PR #7493, opened 2018-03-08
[System.Windows.Forms] Fix bugs in PrintPreviewControl.

filipnavara:

PR #7571, opened 2018-03-12
[System.Windows.Forms] Fix custom test targets in makefile.

filipnavara:

### DIFF
--- a/mcs/class/System.Windows.Forms/Makefile
+++ b/mcs/class/System.Windows.Forms/Makefile
@@ -131,14 +131,14 @@ $(PREBUILT): %.prebuilt: %
 
 dist-default: $(PREBUILT)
══════════════════════════════
◆ Your objective
From the entries above, return each line with the word "opened" in it.

◆ Answer section
PR #7493, opened 2018-03-08
PR #7571, opened 2018-03-12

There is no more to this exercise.